BCG vaccination, originally used to prevent tuberculosis, is known to “train” the immune system to improve defence against viral respiratory infections. We investigated whether a previous BCG vaccination is associated with less severe clinical progression of COVID-19


A case-control study comparing the proportion with a BCG vaccine scar (indicating previous vaccination) in cases and controls presenting with COVID-19 to health units in Brazil. Cases were subjects with severe COVID-19 (O2 saturation < 90%, severe respiratory effort, severe pneumonia, severe acute respiratory syndrome, sepsis, and septic shock). Controls had COVID-19 not meeting the definition of “severe” above. Unconditional regression was used to estimate vaccine protection against clinical progression to severe disease, with strict control for age, comorbidity, sex, educational level, race/colour, and municipality. Internal matching and conditional regression were used for sensitivity analysis.


BCG was associated with high protection against COVID-19 clinical progression, over 87% (95% CI 74–93%) in subjects aged 60 or less and 35% (95% CI − 44–71%) in older subjects.


This protection may be relevant for public health in settings where COVID-19 vaccine coverage is still low and may have implications for research to identify vaccine candidates for COVID-19 that are broadly protective against mortality from future variants. Further research into the immunomodulatory effects of BCG may inform COVID-19 therapeutic research.

Peer Review reports


Bacillus Calmette-Guérin (BCG) vaccine is safe and low-cost. Currently, recommendations for BCG vaccination are based on local incidence of tuberculosis (TB) at birth, in childhood, or for target groups.
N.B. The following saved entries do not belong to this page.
PR #693, opened 2022-11-18
FabricManager.h fixes to sync with dynolog repo

dzhulgakov:
`ipcfabric` is replicated across two repos (see https://github.com/facebookincubator/dynolog/issues/57). Let's handle C++17's fixes better (until the TODO is done) to make the two places identical

### DIFF
--- a/libkineto/ipcfabric/FabricManager.h
+++ b/libkineto/ipcfabric/FabricManager.h
@@ -17,6 +17,8 @@
 #include "Endpoint.h"
 #include "Utils.h"
 
+// If building inside Kineto, use its logger, otherwise use glog
+#ifdef KINETO_NAMESPACE
 // We need to include the Logger header here for LOG() macros.
 // However this can alias with other files that include this and 
 // also use glog. TODO(T131440833)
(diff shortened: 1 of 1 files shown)


libkineto/ipcfabric/FabricManager.h
```diff
@@ -91,7 +97,7 @@ struct Message {
   std::string src;
 };
 
-#ifdef ENABLE_IPC_FABRIC
+#if !defined(KINETO_NAMESPACE) || defined(ENABLE_IPC_FABRIC)
```
aaronenyeshi, line 100: Why is this not defined for Kineto Namespace?

aaronenyeshi (commented):
Added a question, overall looks good

libkineto/ipcfabric/FabricManager.h
dzhulgakov: I just wanted to make files in dynolog and kineto the same for convenience. So !defined(KINETO_NAMESPACE) is just a check for "compiling inside dynolog". Alternatively I can define ENABLE_IPC_FABRIC in dynolog's build if you prefer that

aaronenyeshi (approved):

PR #5516, opened 2020-11-16
fix(TESB-29553) Publishing a route with cTalendJob from Studio and commandline gives different results

apoltavtsev:


dsergent (approved):
LGTM

PR #5521, opened 2020-11-17
TDI-45007 / TDI-45144 / TDI-31602 GPLoad BugFix / enhancements

bgunics-talend:
TDI-45007 / TDI-45144 / TDI-31602 GPLoad BugFix / enhancements

**What is the new behavior?**

- [X] The new code does not introduce new technical issues (sonar / eslint)

- [X] Bugfix
- [X] Feature
- [X] Code style update (formatting, local variables)

- [ ] Yes
- [X] No

**Other information**:

## tGreenplumGPLoad/tGreenplumGPLoad_begin.javajet / tGreenplumGPLoad/tGgreenplumGPLoad_java.xml

Added guessColumnList so the yaml will contain the columns of the talend schema, this is extremely useful if the target table has extra columns (for example to load only the primary keys to a staging table) This will generate the "  COLUMNS:" section of the YAML file.

Added parameters to the advanced settings, more information for these can be found at: https://gpdb.docs.pivotal.io/6-12/utility_guide/ref/gpload.html#topic1__section7
Parameters include:
  LOG_ERRORS:
  MAX_LINE_LENGTH:
  EXTERNAL:
    -SCHEMA:
  PRELOAD:
    -TRUNCATE:
    -REUSE_TABLES:
    -STAGING_TABLE:
    -FAST_MATCH:
  SQL:
    -BEFORE:
    -AFTER:

Changed the way command is built, so the Log4j now displays a command that can be copy-pasted to the console for testing.
The yaml file was missing from it.
The PythonPath was also not printed to the log4j logs.

Sometimes a database connection was opened and closed without executing any actions.

Password was never passed to gpload utility so it had to be managed separately, it is now passed via context variable, which means when executed by talend it won't prompt for a password and when executing from console it will prompt for a password.

GPLoad will terminate if there was an error (for example target table does not exists)

Extra after variables, for the gpload details:
		NB_LINE_INSERTED	Integer
		NB_LINE_UPDATED		Integer
		NB_DATA_ERRORS		Integer
		STATUS				String
		RUNTIME				String

Option to GZip compress the datafile, this will increase CPU usage, but decreases DISK usage. (50-90% smaller files)
Remove data file after successful execution. If there were *any* errors the data file is not removed. 

## tGreenplumGPLoad/tGreenplumGPLoad_main.javajet
Added byte[] type support. Byte[] is converted to escaped OCTET characters, which is compatible with all PostgreSQL versions from 8 to 13.

Fixed when newline / escape characters appeared in the data.

Postgresql uses null terminated bytes so those have to be removed from the data to avoid errors.

## tGreenplumGPLoad/tGreenplumGPLoad_end.javajet
BugFix don't overwrite the actual inserted record number with 0


main/plugins/org.talend.designer.components.localprovider/components/tGreenplumGPLoad/tGreenplumGPLoad_begin.javajet
```diff
@@ -97,9 +99,19 @@ skeleton="../templates/db_output_bulk.skeleton"
...
 	boolean isLog4jEnabled = ("true").equals(ElementParameterParser.getValue(node.getProcess(), "__LOG4J_ACTIVATE__"));
 	
+%>
+	String dataFile_<%=cid%> = <%=dataFile%>;
+<%
+	if(useGzip) {
+		//make sure it ends with .gz
+%>
+	if(!dataFile_<%=cid%>.endsWith(".gz")) {
+			dataFile_<%=cid%> += ".gz";
```
jzhao-talend, line 109: I don't think we need to change the file name during runtime.

main/plugins/org.talend.designer.components.localprovider/components/tGreenplumGPLoad/tGreenplumGPLoad_begin.javajet
```diff
@@ -468,6 +482,45 @@ skeleton="../templates/db_output_bulk.skeleton"
...
+				  IMetadataTable metadataTable = metadataList.get(0);
+				  if (metadataTable != null) {
+				  	java.util.HashMap <String,String> columnTypeHashMap = new java.util.HashMap<String,String>();
+				  	columnTypeHashMap.put("id_String","text");
+				  	columnTypeHashMap.put("id_byte[]","bytea");
+				  	columnTypeHashMap.put("id_Date","timestamp");
+				  	columnTypeHashMap.put("id_BigDecimal","numeric (500,100)");
+				  	columnTypeHashMap.put("id_Double","numeric (500,100)");
+				  	columnTypeHashMap.put("id_Integer","integer");
+				  	for (IMetadataColumn metadataColumn : metadataTable.getListColumns()) {
```
jzhao-talend, line 517: this only use the fixed type mapping. i think we should can use the db type in the schema

main/plugins/org.talend.designer.components.localprovider/components/tGreenplumGPLoad/tGreenplumGPLoad_begin.javajet
```diff
@@ -482,6 +535,23 @@ skeleton="../templates/db_output_bulk.skeleton"
 			gpctrl_<%=cid%>.println("    - HEADER: true");
 			<% } %>
 			gpctrl_<%=cid%>.println("    - ENCODING: " + <%=encoding%>);
+
+			<%
+			for (Map<String, String> option : options) {
```
jzhao-talend, line 540: this part of code should be improve, as it only for "EXTERNAL_SCHEMA"

main/plugins/org.talend.designer.components.localprovider/components/tGreenplumGPLoad/tGreenplumGPLoad_begin.javajet
```diff
@@ -517,13 +587,66 @@ skeleton="../templates/db_output_bulk.skeleton"
 					<%
 				}
 			}
+
+			List<String> preload = new ArrayList<String>();
+			for (Map<String, String> option : options) {
```
jzhao-talend, line 592: this part too.

main/plugins/org.talend.designer.components.localprovider/components/tGreenplumGPLoad/tGreenplumGPLoad_begin.javajet
```diff
@@ -569,34 +692,63 @@ skeleton="../templates/db_output_bulk.skeleton"
...
 				java.io.BufferedReader reader = new java.io.BufferedReader(new java.io.InputStreamReader(ps.getInputStream()));
 				java.io.BufferedReader errorReader = new java.io.BufferedReader(new java.io.InputStreamReader(ps.getErrorStream()));
 				String line = "";
 				while ((line = reader.readLine()) != null) {
-					gploadOutput_<%=cid%>.append(line);
-					System.out.println(line);
-					if (line.contains("rows Inserted")) {
-						nbLine_<%=cid %> = getNBLine(line);
-					}
+					gploadOutput_<%=cid%>.append(line+"\n");
```
jzhao-talend, line 738: this would change the globalMap var GPLOAD_OUTPUT value, not sure be accept.

main/plugins/org.talend.designer.components.localprovider/components/tGreenplumGPLoad/tGreenplumGPLoad_messages.properties
```diff
@@ -82,3 +91,14 @@ SPECIFY_GPLOADPY_PATH.NAME=Specify gpload.py path
...
 DIE_ON_ERROR.NAME=Die on error
+
+
+NB_LINE_INSERTED.NAME=NB_LINE_INSERTED
+NB_LINE_UPDATED.NAME=NB_LINE_UPDATED
+NB_DATA_ERRORS.NAME=NB_DATA_ERRORS
+STATUS.NAME=GPLOAD_STATUS
+RUNTIME.NAME=GPLOAD_RUNTIME
+ERRORMESSAGE.NAME=GPLOAD_ERRORMESSAGE
+GUESS_COLUMN_LIST.NAME=Populate Column List Based on schema
```
jzhao-talend, line 102: need follow our name rule of parameter

jzhao-talend:
Thanks @bgunics-talend for your contribution.
I would cherry-pick your commits, and do some update based on. then create a new PR follow our workflow.
would keep you as a contributor.

main/plugins/org.talend.designer.components.localprovider/components/tGreenplumGPLoad/tGreenplumGPLoad_begin.javajet
bgunics-talend: If it doesn't ends with GZ and we place compressed data it will error out. As gpfdist only looks for the .gz extension.

main/plugins/org.talend.designer.components.localprovider/components/tGreenplumGPLoad/tGreenplumGPLoad_begin.javajet
bgunics-talend: It should be yes, but my problem was that if I try to mix this with some other parts it might results in a non well formatted yaml file. So this section has to be on its own, else having the advanced parameters ordered in a wrong way could cause yaml errors.

main/plugins/org.talend.designer.components.localprovider/components/tGreenplumGPLoad/tGreenplumGPLoad_begin.javajet
bgunics-talend: Does it look slightly better this way?

main/plugins/org.talend.designer.components.localprovider/components/tGreenplumGPLoad/tGreenplumGPLoad_begin.javajet
jzhao-talend: this seems only work for tGreenplumnGPLoad with input.
when it's a  standalone component the usezip would not work with it.

main/plugins/org.talend.designer.components.localprovider/components/tGreenplumGPLoad/tGreenplumGPLoad_begin.javajet
jzhao-talend: @bgunics-talend do you have the document about this kind of maping ? 
like **id_BigDecima : numeric (500,100)**

main/plugins/org.talend.designer.components.localprovider/components/tGreenplumGPLoad/tGreenplumGPLoad_begin.javajet
jzhao-talend: i means at least should not cotninue loop when get **EXTERNAL_SCHEMA**

main/plugins/org.talend.designer.components.localprovider/components/tGreenplumGPLoad/tGreenplumGPLoad_begin.javajet
```diff
@@ -569,34 +683,72 @@ skeleton="../templates/db_output_bulk.skeleton"
...
+						} else if(line.contains("|WARN|")){
+							log.warn("<%=cid%> - gpload says: "+ line);
+						} else if(line.contains("|INFO|")){
+							log.info("<%=cid%> - gpload says: "+ line);
+						} else {
+							log.debug("<%=cid%> - gpload says: "+ line);
+						}
+					<%}
+						if(!isLog4jEnabled){%>
+						System.out.println(line);
```
jzhao-talend, line 742: we should not use **System.out**, when customer want to see this kind of issue we should suggest them active log4j

main/plugins/org.talend.designer.components.localprovider/components/tGreenplumGPLoad/tGreenplumGPLoad_main.javajet
```diff
@@ -158,7 +189,9 @@ skeleton="../templates/db_output_bulk.skeleton"
 					temp_<%=cid%> = String.valueOf(<%=inputRowName%>.<%=column.getLabel()%>);
 					temp_<%=cid%> = temp_<%=cid%>.replace(<%=escapeChar%>,escapeCharRepl_<%=cid%>);
 					temp_<%=cid%> = temp_<%=cid%>.replace(<%=quoteChar%>,quoteCharRepl_<%=cid%>);
-					temp_<%=cid%> = temp_<%=cid%>.replace("\n",rowSepRepl_<%=cid%>);
+					temp_<%=cid%> = temp_<%=cid%>.replaceAll("\\\n", "\\\\012").replaceAll("\\\r","\\\\015");
```
jzhao-talend, line 192: after this change it would be change the colum value which insert into table:
image

jzhao-talend: what's the case about csv mode ? i see your tuj can work without this part of fix.

main/plugins/org.talend.designer.components.localprovider/components/tGreenplumGPLoad/tGreenplumGPLoad_begin.javajet
bgunics-talend: This is to keep the old behavior where everything was sent to system out. :/ 
Then I added log4j, but it was by default debug, which filtered out too much information, so I was thinking about maybe adding a checkbox (like in TDI-31602 to force display of logs to console, but the gpload -> log4j rewrite with keeping the levels seems to do the trick, so scrubbed that idea)

main/plugins/org.talend.designer.components.localprovider/components/tGreenplumGPLoad/tGreenplumGPLoad_main.javajet
bgunics-talend: In linux we only have \n in windows we have a combination of \n and \r.  If you check the byte[] part, there we also used this octal escaped string. This has 2 results:

-  you no longer have \\\n but have \012 so the file changes 👎 
- however now each line represents a record, so when someone does a wc -l then the correct number of lines will be reported. (Extremely helpful when you have 100+ GB of data to load.) 👍 

It's for ease of use.

jzhao-talend: the target table content is different, this would break regression.
so we can't accept this part of fix.

main/plugins/org.talend.designer.components.localprovider/components/tGreenplumGPLoad/tGreenplumGPLoad_begin.javajet
bgunics-talend: Unfortunately I don't, the reason for using such values were mostly based on trial & error at the time. (When we don't have the right length / precision filled in the component this way it doesn't error out.) Yes we could use the values from the schema itself, however based on my experimentation this is only used for the external table definition.

main/plugins/org.talend.designer.components.localprovider/components/tGreenplumGPLoad/tGreenplumGPLoad_main.javajet
bgunics-talend: Removed this part of the code

main/plugins/org.talend.designer.components.localprovider/components/tGreenplumGPLoad/tGreenplumGPLoad_begin.javajet
bgunics-talend: Added an extra check for hasInputRow.

bgunics-talend:
Since this pull request has been cherry picked and implemented by @jzhao-talend  I'll close this Pull Request

PR #5627, opened 2020-12-14
fix(TUP-29693): Fix migrating jarname to maven uri if jar name contai…

bhe-talendbj:
…ns context

https://jira.talendforge.org/browse/TUP-29693

**What is the new behavior?**
1 - If jarname contains context, then migrate the value as it is, otherwise replace value with maven uri.
2 - If wrong maven uri was set because of R2020-11 patch, then reset the maven uri back to context.

- [x] Bugfix
- [ ] Feature

- [ ] Yes
- [x] No

**Other information**:

### DIFF
--- a/main/plugins/org.talend.designer.core/src/main/java/org/talend/designer/core/utils/UpdateModuleListInComponentsMigrationTask.java
+++ b/main/plugins/org.talend.designer.core/src/main/java/org/talend/designer/core/utils/UpdateModuleListInComponentsMigrationTask.java
@@ -21,10 +21,13 @@ import org.apache.commons.io.FilenameUtils;
 import org.apache.commons.lang3.StringUtils;
 import org.eclipse.emf.common.util.EList;
 import org.talend.commons.exception.ExceptionHandler;
+import org.talend.commons.exception.PersistenceException;
 import org.talend.commons.runtime.model.emf.EmfHelper;
 import org.talend.core.CorePlugin;
+import org.talend.core.GlobalServiceRegister;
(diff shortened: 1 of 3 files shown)


main/plugins/org.talend.designer.core/src/main/java/org/talend/designer/core/utils/UpdateModuleListInComponentsMigrationTask.java
```diff
@@ -69,6 +80,73 @@
...
+            for (IRepositoryViewObject object : list) {
+                ExecutionResult execute = null;
+                // in case the resource has been modified (see MergeTosMetadataMigrationTask for example)
+                if ((object.getProperty().eResource() == null || object.getProperty().getItem().eResource() == null)
+                        && (object instanceof RepositoryObject)) {
+                    Property updatedProperty = factory.reload(object.getProperty());
+                    ((RepositoryObject) object).setProperty(updatedProperty);
+                }
+
+                execute = this.migrateProjectSettings(project);
```
wchen-talend, line 112: why need execute migrateProjectSettings in the loop ? 
It will try to check the project migration many times . It should be a one time check migration.

wchen-talend: I think UpdateModuleListInComponentsMigrationTask.java  should keep the main logic the same as before . but only add the check for context mode in module list .

dlin-talend (approved):

PR #5709, opened 2021-01-06
feat(TDI-45007 & TDI-31602): Enhance component tGreenplumGPLoad 

jzhao-talend:

for jira:
https://jira.talendforge.org/browse/TDI-31602 
https://jira.talendforge.org/browse/TDI-45007

**What is the new behavior?**

## tGreenplumGPLoad/tGreenplumGPLoad_begin.javajet /
tGreenplumGPLoad/tGgreenplumGPLoad_java.xml

Added guessColumnList so the yaml will contain the columns of the talend
schema, this is extremely useful if the target table has extra columns
(for example to load only the primary keys to a staging table) This will
generate the "  COLUMNS:" section of the YAML file.

Added parameters to the advanced settings, more information for these
can be found at:
https://gpdb.docs.pivotal.io/6-12/utility_guide/ref/gpload.html#topic1__section7
Parameters include:
  LOG_ERRORS:
  MAX_LINE_LENGTH:
  EXTERNAL:
    -SCHEMA:
  PRELOAD:
    -TRUNCATE:
    -REUSE_TABLES:
    -STAGING_TABLE:
    -FAST_MATCH:
  SQL:
    -BEFORE:
    -AFTER:

Changed the way command is built, so the Log4j now displays a command
that can be copy-pasted to the console for testing.
The yaml file was missing from it.
The PythonPath was also not printed to the log4j logs.

Sometimes a database connection was opened and closed without executing
any actions.

Password was never passed to gpload utility so it had to be managed
separately, it is now passed via context variable, which means when
executed by talend it won't prompt for a password and when executing
from console it will prompt for a password.

GPLoad will terminate if there was an error (for example target table
does not exists)

Extra after variables, for the gpload details:
		NB_LINE_INSERTED	Integer
		NB_LINE_UPDATED		Integer
		NB_DATA_ERRORS		Integer
		STATUS				String
		RUNTIME				String

Option to GZip compress the datafile, this will increase CPU usage, but
decreases DISK usage. (50-90% smaller files)
Remove data file after successful execution. If there were *any* errors
the data file is not removed.

## tGreenplumGPLoad/tGreenplumGPLoad_main.javajet
Added byte[] type support. Byte[] is converted to escaped OCTET
characters, which is compatible with all PostgreSQL versions from 8 to
13.

Fixed when newline / escape characters appeared in the data.

Postgresql uses null terminated bytes so those have to be removed from
the data to avoid errors.

## tGreenplumGPLoad/tGreenplumGPLoad_end.javajet
BugFix don't overwrite the actual inserted record number with 0

- [ ] Bugfix
- [x] Feature

- [ ] Yes
- [x] No

**Other information**:


pyzhou-talend (approved):
LGTM

PR #5827, opened 2021-02-05
"fix(TDI-45503):Comma missing for tELTMap with multiple inputs, when a…"

ovladyka:
Reverts Talend/tdi-studio-se#5826


ovladyka:
Unsuccessful.

PR #5882, opened 2021-03-01
fix(TUP-25109): backport TUP-25109

bhe-talendbj:
https://jira.talendforge.org/browse/TUP-25109

**What is the new behavior?**
retrieve colums according to sql.

- [x] Bugfix
- [ ] Feature

- [ ] Yes
- [x] No

**Other information**:

### DIFF
--- a/main/plugins/org.talend.designer.core/src/main/java/org/talend/designer/core/ui/editor/properties/controllers/GuessSchemaController.java
+++ b/main/plugins/org.talend.designer.core/src/main/java/org/talend/designer/core/ui/editor/properties/controllers/GuessSchemaController.java
@@ -86,6 +86,7 @@ import org.talend.core.ui.properties.tab.IDynamicProperty;
 import org.talend.core.ui.services.ISQLBuilderService;
 import org.talend.core.utils.CsvArray;
 import org.talend.core.utils.KeywordsValidator;
+import org.talend.core.utils.TalendQuoteUtils;
 import org.talend.designer.core.i18n.Messages;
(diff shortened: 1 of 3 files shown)


main/plugins/org.talend.designer.core/src/main/java/org/talend/designer/core/ui/editor/properties/controllers/GuessSchemaController.java
```diff
@@ -214,6 +215,11 @@ public Command createButtonCommand(Button btn, IContextManager manager) {
         IElementParameter elementParameterFromField = elem.getElementParameterFromField(EParameterFieldType.MEMO_SQL);
 
         memoSQL = (String) elementParameterFromField.getValue();
+        if (memoSQL == null || TalendQuoteUtils.removeQuotes(memoSQL).trim().isEmpty()) {
```
bgunics-talend, line 218: If the query is empty but we have a tablename then the query to be executed should be select * from schema.table; However this might not let that happen.

kjwang-talend (approved):

main/plugins/org.talend.designer.core/src/main/java/org/talend/designer/core/ui/editor/properties/controllers/GuessSchemaController.java
bhe-talendbj: Just discuss with our PO, both guess query and guess schema are based on input sql, so we will keep current behavior for now. We may enhance this later.

PR #5943, opened 2021-03-11
feat(TDI-45746): fix date context variable

ozhelezniak-talend:
* fix the logic of passing date variable to sub jobs

https://jira.talendforge.org/browse/TDI-45746

**What is the new behavior?**
the date context variables converting via string not via second as it was before

- [x] Bugfix

- [x] No


undx (approved):
LGTM

PR #6010, opened 2021-03-25
feat(TDI-45246): do not put in configuration hidden parameters

undx:
https://jira.talendforge.org/browse/TDI-45246

**Related PR:**
- https://github.com/Talend/tdi-studio-se/pull/6011


ozhelezniak-talend (approved):
LGTM

PR #6083, opened 2021-04-13
fix(TDI-45859): tFileCopy with different fs

chmyga:
* Add force copy parameter

* Copy and delete file instead of moving

If the file is being moved between filesystems the process might fail

**What is the new behavior?**
In case 'Force copy instead of move' parameter is checked we will copy the file and delete it

- [x] Bugfix
- [ ] Feature

- [ ] Yes
- [ ] No

**Other information**:
https://jira.talendforge.org/browse/TDI-45859

### DIFF
--- a/main/plugins/org.talend.designer.components.libs/libs_src/filecopy/src/main/java/org/talend/FileCopy.java
+++ b/main/plugins/org.talend.designer.components.libs/libs_src/filecopy/src/main/java/org/talend/FileCopy.java
@@ -52,4 +52,21 @@ public class FileCopy {
         }
     }
 
+    /**
+     * Force Copy and Delete files.
+     *
+     * @param srcFileName : file name for source file.
+     * @param desFileName : file name for destination file.
+     * @throws IOException : if IO pb.
+     */
+    public static void forceCopyAndDelete(String srcFileName, String desFileName) throws IOException {
+        final Path source = Paths.get(srcFileName);
+        final Path destination =  Paths.get(desFileName);
+        final long lastModifiedTime = new File(srcFileName).lastModified();
+
+        Files.copy(source, destination, StandardCopyOption.REPLACE_EXISTING);
+        Files.delete(source);
+        new File(desFileName).setLastModified(lastModifiedTime);
+    }
+
 }
--- a/main/plugins/org.talend.designer.components.libs/libs_src/filecopy/src/main/java/org/talend/FileCopy.java
+++ b/main/plugins/org.talend.designer.components.libs/libs_src/filecopy/src/main/java/org/talend/FileCopy.java
@@ -66,7 +66,7 @@ public class FileCopy {
 
         Files.copy(source, destination, StandardCopyOption.REPLACE_EXISTING);
         Files.delete(source);
-        new File(desFileName).setLastModified(lastModifiedTime);
+        destination.toFile().setLastModified(lastModifiedTime);
     }
 
 }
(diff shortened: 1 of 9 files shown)


main/plugins/org.talend.designer.components.libs/libs_src/filecopy/src/main/java/org/talend/FileCopy.java
```diff
@@ -52,4 +52,21 @@ public static void copyFile(String srcFileName, String desFileName, boolean delS
...
+     * @throws IOException : if IO pb.
+     */
+    public static void forceCopyAndDelete(String srcFileName, String desFileName) throws IOException {
+        final Path source = Paths.get(srcFileName);
+        final Path destination =  Paths.get(desFileName);
+        final long lastModifiedTime = new File(srcFileName).lastModified();
+
+        Files.copy(source, destination, StandardCopyOption.REPLACE_EXISTING);
+        Files.delete(source);
+        new File(desFileName).setLastModified(lastModifiedTime);
```
clesaec, line 69: Use "destination.toFile().setLas..." instead of create new File instance.
But, on client example where copy was possible but not move, i thought it was change destination file attribute that was not allowed, like change modified time ?

main/plugins/org.talend.repository/src/main/java/org/talend/repository/model/migration/SetForceCopyFortFileCopy.java
```diff
@@ -0,0 +1,67 @@
...
+        IComponentConversion action = new IComponentConversion() {
+
+            public void transform(NodeType node) {
+                if(node == null) {
+                    return;
+                }
+
+                if (ComponentUtilities.getNodeProperty(node, "FORCE_COPY_DELETE") == null) {//$NON-NLS-1$
+                    ComponentUtilities.addNodeProperty(node, "FORCE_COPY_DELETE", "CHECK");//$NON-NLS-1$ //$NON-NLS-2$
+                    ComponentUtilities.getNodeProperty(node, "FORCE_COPY_DELETE").setValue("true");//$NON-NLS-1$ //$NON-NLS-2$
```
clesaec, line 40: default value of FORCE_COPY_DELETE is false; why migration set it to true

clesaec (commented):
2 remarks

main/plugins/org.talend.repository/src/main/java/org/talend/repository/model/migration/SetForceCopyFortFileCopy.java
chmyga: For all new jobs we need to leave it in default value. But for old jobs(where the default behavior was copy and delete) we need to set it to true, to make the behavior the same as before the changes.

main/plugins/org.talend.designer.components.libs/libs_src/filecopy/src/main/java/org/talend/FileCopy.java
chmyga: It looks to me that change modified time is not allowed for VM provided by support. But at the same time support says that customer has the modified time changed successfully. Anyway, if we can't move file it doesn't mean that we can't change the modified time for sure. Thus we should at least try to do that. The Files.setLastModifiedTime() method will throw an exception if it is not allowed, while this method will just return false. Also, this way of attribute modification was used before the global changes in our lib, thus it would work in the same way as before.
And thank you for the comment about "destination.toFile()". I'll update the PR.

clesaec (approved):
:+1:

clesaec (approved):
:+1:

PR #6095, opened 2021-04-15
fix(TDI-45577): Job using snowflake dynamic schema fails with special char

wwang-talend:
https://jira.talendforge.org/browse/TDI-45577

**What is the new behavior?**
https://jira.talendforge.org/browse/TDI-45577

- [x] Bugfix
- [ ] Feature

- [ ] Yes
- [x] No


jzhao-talend (approved):
LGTM

main/plugins/org.talend.designer.components.libs/libs_src/talend-codegen-utils/src/main/java/org/talend/codegen/enforcer/IncomingSchemaEnforcer.java
```diff
@@ -144,6 +149,12 @@ public void initDynamicColumn(String name, String dbName, String type, String db
         addDynamicField(name, type, null, format, description, isNullable);
     }
 
+    private Set<String> existNames;
```
wwang-talend, line 152: this works for avoiding duplicated name, but the scope only for dynamic fields, for example, if talend schema contains :
```
id
name
address
dynamic
```
only can't avoid duplicted in "dynamic" scope, can't avoid not duplicated with the basic column, but not important, we can fix it later as that is almost 1% case, no need to make more code for that.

BCG vaccination has well-known non-specific effects. These can be therapeutic or preventive. Immunotherapy with BCG has been the standard treatment for bladder cancer for 50 years [1]. Similarly, BCG vaccination can protect against early mortality in low-income/high-infant mortality countries, probably via protection against respiratory viral infections [2,3,4,5], including respiratory syncytial virus [6]. It is suggested that the non-specific effect of BCG is mediated through immunomodulation or “trained immunity” [4, 7, 8].

Given the evidence for non-specific effects of BCG against viral respiratory infections, the hypothesis that BCG vaccination might offer some protection against COVID-19 was raised early in the epidemic, and a number of analyses of existing data were conducted, with conflicting results [9,10,11,12,13]. More recently, original research was conducted, again with conflicting results [14,15,16,17,18,19,20,21,22].

The reason for conflicting results is not clear. It is of interest that in studies of COVID-19-specific vaccines, protection against infection, clinical progression, or severe or fatal forms differ. Likewise, the protection conferred by BCG against tuberculosis is complex and differs according to whether it is protection against infection or progression from infection to disease [23] against different forms and whether it is given at birth/to people never exposed or at a later age/after exposure to non TB mycobacteria [24, 25].

The biological mechanism behind BCG reduction in non-specific morbidity and mortality, including against COVID-19, is poorly understood, with ongoing experimental research and theoretical explanations put forward [16, 18, 26,27,28].

Here, we present the results of an epidemiological study estimating the effect of neonatal BCG vaccination on reducing the risk of clinical progression from symptomatic COVID-19 to severe forms of the disease in individuals who did not receive a COVID-19 vaccination.


Study design

Initially, the study design is unmatched case-control study. We conducted an unplanned sensitivity analysis, with subsequent strict internal matching. Data collection was carried out during 2020 and 2021.

Study population

The study population is cases of COVID-19 (confirmed by positive RT-PCR) presenting at COVID-19 referral hospital/health care units in the cities of Salvador, BA; São Paulo, SP; and Recife, PE, with no age restriction.

Exclusion criteria

Past vaccination against COVID-19. Recruitment started before vaccination against COVID-19 was available; after vaccination was introduced, subjects who had received any dose of any COVID-19 vaccine were not recruited. COVID-19 vaccination status was ascertained by card or patient history.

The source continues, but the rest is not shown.